De sfeer tussen Bosk en Greide en It Fryske Gea is grimmig. Het wantrouwen over en weer is groot waardoor de emoties snel kunnen oplopen. Er is nog steeds weinig geld beschikbaar voor het realiseren van de ambitieuze doelstellingen in Gaasterland. Daarom zijn het ook niet alleen de natuurorganisaties die zich afvragen hoe groot de belangstelling van de boeren werkelijk is en wat het duurzame karakter van de plannen is. Sijtsma: ‘Nu komt de kniper op ‘e skine, oftewel het komt er op aan. De uitdaging is aan de streek. Die heeft niet voor een gemakkelijke weg gekozen. Het is een moeizaam traject. Iedereen wil dat het slaagt. Sommigen zetten zich, soms ten koste van het eigen bedrijf, met hart en ziel in voor het collectief. Dat is lovenswaardig. Anderen zijn op onderdelen fel tegen de plannen. Belangrijk is dat er een vijftal voorbeeldbedrijven komt, zodat de streek zich over een jaar of vijf een spiegel kan voorhouden met de vraag: hoe staan we ervoor? Henk Dommerholt van de Vereniging Natuurmonumenten in Assen slaat ook een wat gematigder toon aan dan Hornstra. Voorlopig zitten de natuurorganisaties echter in de wachtkamer. ‘Gaasterland zegt: “We kunnen het zelf en we willen het zelf.” De natuurorganisaties vormen een bedreiging, die mogen geen zeggenschap hebben over de streek. Toch willen individuele boeren wel met ons samenwerken. Op plekken waar we via landbouwkundig beheer duurzame natuur kunnen ontwikkelen, willen wij best de helpende hand bieden. Dat geldt ook voor Staatsbosbeheer en It Fryske Gea.’ Volgens Dommerholt staan de natuurorganisaties best positief tegenover het Experiment Gaasterland. ‘De opzet is vertrouwenwekkend. Als genoeg boeren mee willen doen kan het wel wat worden. Maar als het niet lukt willen wij de mogelijkheid hebben om het op onze manier te doen. Wij hebben daar gebieden en willen best samenwerken. Het streven moet erop gericht zijn duurzame natuur te ontwikkelen. Voor ons gevoel geeft het Plan van Aanpak te weinig duurzaamheid. De kans dat er een functiewijziging ten gunste van de natuur plaatsvindt, is zeer beperkt. De invulling gebeurt heel versnipperd. Heideveldontwikkeling of een gebied nat maken lukt haast niet. Grotere eenheden zijn haast niet te realiseren. Er moet veel gerichter worden aangestuurd op concentratie, bij voorbeeld door middel van kavelruil. Onze grootste zorg is dat meer eisende natuur niet snel ingevuld wordt.
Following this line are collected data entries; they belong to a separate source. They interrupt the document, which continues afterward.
PR #4038, opened 2025-03-26
Feat: state import/export

erindru:
This PR implements the ability to export the state database to a file and import it back.

The state export file format is a `json` file. I tried to implement a streaming interface via the `StateStream` abstraction and the use of the [json_stream](https://pypi.org/project/json-stream/) library. The goal is to be able to dump large projects without loading everything into memory and crashing with an OOM. 

In terms of version compatibility, there is a hard requirement to use the same version of SQLMesh to load the state as was used to dump it. This greatly simplifies the implementation and ensures our Pydantic model definitions will always be compatible. Guidance is included in the documentation on how to upgrade an older state file to be compatible with a new version of SQLMesh.

State export:
Screenshot From 2025-03-31 15-43-59

State import:
Screenshot From 2025-03-31 15-43-33


sqlmesh/cli/main.py
```diff
@@ -1030,3 +1031,53 @@ def lint(
 ) -> None:
     """Run the linter for the target model(s)."""
     obj.lint_models(models)
+
+
+@cli.group(no_args_is_help=True)
+def state() -> None:
```
erindru, line 1037: This is a slight departure from our existing structure but I decided to group `state` operations to keep things open for more operations in future (such as perhaps being able to query state).

So the CLI syntax is `sqlmesh state dump` or `sqlmesh state load` vs something like `sqlmesh state_dump` or `sqlmesh state_load`.

@treysp i'd be keen to know if this is a direction you were planning to head in given the recent CLI refactoring work

sqlmesh/core/context.py
```diff
@@ -2074,6 +2077,56 @@ def clear_caches(self) -> None:
...
+        )
+
+        def _confirm_fn() -> bool:
+            if confirm:
+                self.console.log_status_update("")
+                self.console.log_warning(
+                    f"This [b]destructive[/b] operation will delete all existing state against the '{self.selected_gateway}' gateway \n"
+                    f"and replace it with what's in the '{input_file.as_posix()}' file."
+                )
+                if isinstance(self.console, TerminalConsole):
```
erindru, line 2123: I had some trouble figuring out how to handle the confirmations since they need to go before the load or dump progress even starts.

I'm not super happy with this implementation, open to ideas

sqlmesh/core/state_sync/base.py
```diff
@@ -459,6 +464,16 @@ def add_interval(
         )
         self.add_snapshots_intervals([snapshot_intervals])
 
+    @abc.abstractmethod
+    def load(self, stream: StateStream, clear: bool = True) -> None:
```
erindru, line 468: I decided to make dump/load first class citizens on `StateSync` rather than trying to coordinate everything over the public interface.

The reason is to allow different `StateSync` implementations to perform local optimizations or call internal methods without exposing them publicly and also helps with being able to wrap things in transactions.

sqlmesh/core/state_sync/common.py
```diff
@@ -3,13 +3,20 @@
...
+import itertools
+import abc
 
 from sqlmesh.core.console import Console
 from sqlmesh.core.dialect import schema_
 from sqlmesh.core.environment import Environment
+from sqlmesh.core.snapshot import Snapshot
+from sqlmesh.core.snapshot import SnapshotNameVersion
+
+AutoRestatement = t.NewType("AutoRestatement", t.Tuple[SnapshotNameVersion, t.Optional[int]])
```
erindru, line 15: I felt that `AutoRestatement` needed a type because I was getting lost in typehinting `t.Tuple[SnapshotNameVersion, t.Optional[int]]` everywhere

sqlmesh/core/state_sync/dump_load.py
```diff
@@ -0,0 +1,300 @@
...
+        console.update_state_load_info(versions=stream.versions)
+
+        state_sync.load(stream)
+
+    def _dump_pydantic_model(self, model: PydanticModel) -> t.Dict[str, t.Any]:
+        dump_args: t.Dict[str, t.Any] = PYDANTIC_DEFAULT_ARGS
+        return model.model_dump(mode="json", **dump_args)
+
+
+class SQLMeshJSONStreamEncoder(JSONStreamEncoder):
```
erindru, line 207: This is how the `json_stream` library allows the standard library `json.dump` to work in a streaming fashion. It works together with the `@streamable_list` and `@streamable_dict` decorators

sqlmesh/core/context.py
```diff
@@ -2074,6 +2077,56 @@ def clear_caches(self) -> None:
         for path in self.configs:
             rmtree(path / c.CACHE)
 
+    def dump_state(self, output_file: Path, confirm: bool = True) -> None:
```
izeigerman, line 2080: What about the following options:
- Dump local state only
- Only dump a specific environment(s)

sqlmesh/core/context.py
```diff
@@ -2074,6 +2077,56 @@ def clear_caches(self) -> None:
...
+
+        self.console.log_status_update(f"[b]Gateway[/b]: [green]{self.selected_gateway}[/green]")
+        self.console.print_connection_config(
+            self._state_connection_config, title="State Connection"
+        )
+
+        # trigger a connection to the StateSync so we can fail early if there is a problem
+        self.state_sync.get_versions(validate=True)
+
+        if confirm and isinstance(self.console, TerminalConsole):
```
izeigerman, line 2096: This logic should be a part of the console implementation. I don't like breaking the abstraction here.

sqlmesh/core/context.py
```diff
@@ -2074,6 +2077,56 @@ def clear_caches(self) -> None:
...
+            if not self.console._confirm("\nContinue?"):
+                return
+
+        self.console.log_status_update("")
+
+        dump_state(self.state_sync, output_file, self.console)
+
+    def load_state(self, input_file: Path, confirm: bool = True) -> None:
```
izeigerman, line 2104: I'd prefer `export` / `import` over `dump` / `load`..

sqlmesh/core/state_sync/dump_load.py
```diff
@@ -0,0 +1,300 @@
...
+            state_sync: The StateSync that the user has requested to dump state from
+            data: A factory function that produces new streaming JSON reader attached to the file we are loading state from.
+                This is so each section of the file can have its own reader which allows it to be read in isolation / out-of-order
+                This puts less reliance on downstream consumers performing operations in a certain order
+            console: A Console instance to print progress to
+        """
+        pass
+
+
+class V1StateSerDe(StateSerDe):
```
izeigerman, line 70: Why do we need `V1`?

sqlmesh/core/state_sync/dump_load.py
```diff
@@ -0,0 +1,300 @@
...
+            yield "versions", versions
+            console.update_state_dump_versions(versions)
+
+            yield "snapshots", _dump_snapshots(state_stream.snapshots)
+            console.update_state_dump_snapshots(complete=True)
+
+            yield "environments", _dump_environments(state_stream.environments)
+            console.update_state_dump_environments(complete=True)
+
+            yield "auto_restatements", _dump_auto_restatements(state_stream.auto_restatements)
```
izeigerman, line 128: I don't know if we should literally dump our tables 1-to-1. This is way too low level. For example a complete snapshot instance is assembled using data from `_snapshots`, `_intervals` and `_auto_restatements` tables. I don't think we want to expose user to all the internals. Instead, I believe it should just be `environments`, `snapshots`, `versions`.

izeigerman: Additionally, the format should be compatible with export of the local state.

georgesittas (commented):
Did a quick first pass, agree with Iaroslav's comments. Nice 👍

docs/concepts/state.md
```diff
@@ -0,0 +1,235 @@
+# State
+
+SQLMesh stores information about your project in a state database separate from your main warehouse.
```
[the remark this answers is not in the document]
erindru: Well, I agree that technically correct is the best kind of correct :)

I guess it's about what we want to encourage. The point is that state is a different workload type to a warehouse workload so for the best experience it needs to be stored in a suitable database type.

Of course this falls down if your warehouse is an OLTP database (PostgreSQL, MySQL, MSSQL) in which case storing state in your warehouse is perfectly fine.

sqlmesh/core/context.py
erindru: I was planning to add those in follow-up PR's to prevent this one from becoming too big.

Also, what is local state? Sounds like something that isn't even present in the StateSync, is it a ContextDiff against prod?

sqlmesh/core/state_sync/dump_load.py
erindru: I guess we don't anymore. This was written before the decision to tightly couple the state export format with the version of SQLMesh used to create it

sqlmesh/core/state_sync/dump_load.py
erindru: regarding AutoRestatements, I could see that the `_auto_restatements` table is joined in when calling `get_snapshots()` but I couldn't see how it was being populated if the snapshots were written back via `push_snapshots()`.

But I guess part of the load could be to extract the auto restatement information from the Snapshot records themselves and call `update_auto_restatements()` to create the auto restatement records

sqlmesh/core/context.py
erindru: Local state is `context.snapshots` reflecting local changes that have not yet been persisted to the StateSync.

To support it, we need some extra metadata in the state file to "taint" the file as non importable if it contains local state

sqlmesh/core/context.py
erindru: I've refactored how the console interactions work and have moved it

sqlmesh/core/context.py
erindru: I've refactored how the console interactions work and have moved it

sqlmesh/core/context.py
erindru: I've switched the terminology

sqlmesh/core/state_sync/dump_load.py
erindru: This is now removed

sqlmesh/core/state_sync/dump_load.py
erindru: I've improved the import implementation to keep track of the auto restatements as the snapshots are being inserted and then insert them at the end.

This means the auto restatements table no longer needs to be written to the state file

docs/concepts/state.md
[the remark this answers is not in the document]
erindru: I've tweaked this wording

sqlmesh/core/context.py
erindru: Local state export is now available via:
```sh
$ sqlmesh state export --local -o local_state.json
```

And specific environments can now be exported like:
```sh
$ sqlmesh state export --environment foo --environment bar -o specific_environment_state.json
```

sqlmesh/cli/main.py
```diff
@@ -1030,3 +1031,84 @@ def lint(
...
+
+@state.command("import")
+@click.option(
+    "-i",
+    "--input-file",
+    help="Path to the state file",
+    required=True,
+    type=click.Path(exists=True, dir_okay=False, readable=True, path_type=Path),
+)
+@click.option(
```
erindru, line 1098: This effectively makes the default import strategy "merge" instead of "replace", so if the user wants to wipe all state they need to pass `--replace` specifically.

@izeigerman do you have a preference of what the default should be?

izeigerman: I think this is fine. I can make an argument for either option to be the default.

sqlmesh/core/state_sync/db/facade.py
```diff
@@ -439,6 +444,100 @@ def rollback(self) -> None:
...
+            snapshot_iterator, intervals_iterator, auto_restatments_iterator = itertools.tee(
+                snapshot_chunk, 3
+            )
+            overwrite_existing_snapshots = (
+                not clear
+            )  # if clear=True, all existing snapshjots were dropped anyway
+            self.snapshot_state.push_snapshots(
+                snapshot_iterator, overwrite=overwrite_existing_snapshots
+            )
+            self.add_snapshots_intervals((s.snapshot_intervals for s in intervals_iterator))
```
izeigerman, line 522: Note that doing it like this will not restore the interval records to their original state at the time of the dump. When we return snapshots from the state we merge intervals by the `(name, version)` tuple, effectively losing information about which `identifier` each interval record was associated with.  In theory it shouldn't matter, but in practice there's a high likelihood of edge cases.

sqlmesh/core/state_sync/db/facade.py
```diff
@@ -439,6 +444,100 @@ def rollback(self) -> None:
...
+                    if s.next_auto_restatement_ts
+                }
+            )
+
+        existing_environments = set(self.get_environments_summary().keys()) if not clear else set()
+        for environment in stream.environments:
+            if not clear and environment.name in existing_environments:
+                self.environment_state.update_environment(environment)
+            else:
+                self.promote(environment)
```
izeigerman, line 537: I don't follow this. Why not just always update?

sqlmesh/core/state_sync/db/facade.py
```diff
@@ -439,6 +444,100 @@ def rollback(self) -> None:
...
+                    s.name_version: s.next_auto_restatement_ts
+                    for s in auto_restatments_iterator
+                    if s.next_auto_restatement_ts
+                }
+            )
+
+        existing_environments = set(self.get_environments_summary().keys()) if not clear else set()
+        for environment in stream.environments:
+            if not clear and environment.name in existing_environments:
+                self.environment_state.update_environment(environment)
```
izeigerman, line 535: This doesn't update the "environment statements" (before_all / after_all)

pyproject.toml
```diff
@@ -24,6 +24,7 @@ dependencies = [
     "sqlglot[rs]~=26.12.0",
     "tenacity",
     "time-machine",
+    "json-stream"
```
izeigerman, line 27: This doesn't look particularly alive: https://github.com/daggaz/json-stream. Are we sure we want to depend on this?

sqlmesh/core/state_sync/export_import.py
```diff
@@ -0,0 +1,229 @@
...
+        if not metadata.get("importable", False):
+            # this can happen if the state file was created from local unversioned snapshots that were not sourced from the project state database
+            raise SQLMeshError("State file is marked as not importable. Aborting")
+
+    handles: t.List[t.TextIO] = []
+
+    def _new_handle() -> StreamingJSONObject:
+        handle = input_file.open("r", encoding="utf8")
+        handles.append(handle)
+        stream = json_stream.load(handle)
```
izeigerman, line 221: Should we use `persistent=True` and hence avoid creating a separate file handle per top-level field? Our state in raw JSON format doesn't use that much memory (correct me if I'm wrong).

pyproject.toml
erindru: Last release was Jan 12th 2025: https://pypi.org/project/json-stream/

It seemed more alive than some of the other stuff we depend on

sqlmesh/core/state_sync/export_import.py
erindru: That effectively disables streaming though? I didn't see a problem with creating multiple read only file handles, it allows the file to be read out of order and for different parts of the code to be able to focus on their bit without having to be aware of what other parts are doing.

The point of streaming the file was to avoid the "load everything into memory" problem which always rears its head when you least want it to.

I get that the current StateSync interface doesnt allow streaming loads for anything except Snapshots but I wanted to keep things flexible at this layer since I anticipate StateSync being improved in future

sqlmesh/core/state_sync/db/facade.py
erindru: What is the correct way to handle this?

The reason I took this approach is because I observed that it's [what](https://github.com/TobikoData/sqlmesh/blob/b540146ad2619fcfdb2d1d298d37761ae72811d7/sqlmesh/core/plan/evaluator.py#L137) the evaluator [seems to do](https://github.com/TobikoData/sqlmesh/blob/b540146ad2619fcfdb2d1d298d37761ae72811d7/sqlmesh/core/plan/evaluator.py#L739)

My assumption was the fact that `EngineAdapterStateSync` splits out intervals from the snapshots to store them separately and just joins them on load was just an implementation detail

sqlmesh/core/state_sync/db/facade.py
erindru: So originally I was using `promote()` to write environments back.

But then I needed to support the "merge" strategy which fails with a plan ID error if you try to overwrite an existing environment using `promote()`, so I switched to using `update_environment()` for those.

But it turns out you're quite right, `update_environment()` works in both cases so I have simplified this

sqlmesh/core/state_sync/db/facade.py
erindru: Oh, thanks for spotting. I've adjusted it to take the `EnvironmentStatements` into account too.

This prompted a change to the `environments` dict in the state file to now look like:
```
"environments": {
  "prod": {
      "environment": {
          /* Environment object */
       },
       "statements": [
          /* list of EnvironmentStatements objects for the environment */
        ]
   },
   "dev": {
     /*...*/
   }
}
```

sqlmesh/core/state_sync/db/facade.py
izeigerman: yeah, it's a bit more complex than this unfortunately. I'm sure there are corner cases, but I’m struggling to come up with one right now. Let's keep this as is for now

izeigerman (approved):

Provincie en Rijk (LNV) hebben de streek de ruimte gegeven en voorwaarden gecreëerd om zelf met een plan van aanpak te komen. Voor de uitvoering hiervan heeft de provincie een gebiedsplan gemaakt op grond waarvan subsidie kan worden aangevraagd voor natuurbeheer en agrarisch natuurbeheer. Voorts is een grondcommissie ingesteld om kavelruil te stimuleren en zijn projectsubsidies in het vooruitzicht gesteld ondermeer voor plattelandstoerisme, streekproducten en voor milieu- en bedrijfsontwikkeling op landbouwbedrijven.